From: Luca Bellucci (lcbllcc_at_gmail.com)
Date: Fri Sep 27 2013 - 03:10:09 CDT

Hi Eddie,
you can find a version of GolP here:

http://web.fisica.unimo.it/prosurf/download/download.php

It is worth noting that GOLP describe the interaction betwenn biomolecules
(OPLS) and gold SURFACE and NOT Naoparticles. It is defined with the same
potential-energy functions of the OPLS FF, therefore it is compatible with
bio-oriented MD codes and it includes a polarization effect due to
image charges induced by the adsorbed charge.

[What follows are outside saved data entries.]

Issue #24442, opened 2023-03-18
Found two node IDs for the same node errors


dctrwatson:
### Is there an existing issue for this?

- [X] I have searched the existing issues

### What happened?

CHARMM formatof GOLP for NAMD is not present for the download,
however, I can send topology, parameters and tutorial privately.

Luca
 
> Thank you all so much for your help!!! I really appreciate the references,
> suggestions, clarifications and offers. It sounds like GoIP will do what
> I'd like to try and I think that will let me create and model the system I
> have in mind. Please let me know how I can obtain GoIP.
> Thanks again for all your help!
> Eddie
>
> On Thu, Sep 26, 2013 at 4:07 AM, lcbllcc_at_gmail.com <lcbllcc_at_gmail.com>wrote:
> > Hi all,
> >
> > if you are interested, we have GolP ( Gold parameter + OPLS/AA
> > parmetrized by Corni and Iori) in CHARMM format, which can be used with
> > NAMD.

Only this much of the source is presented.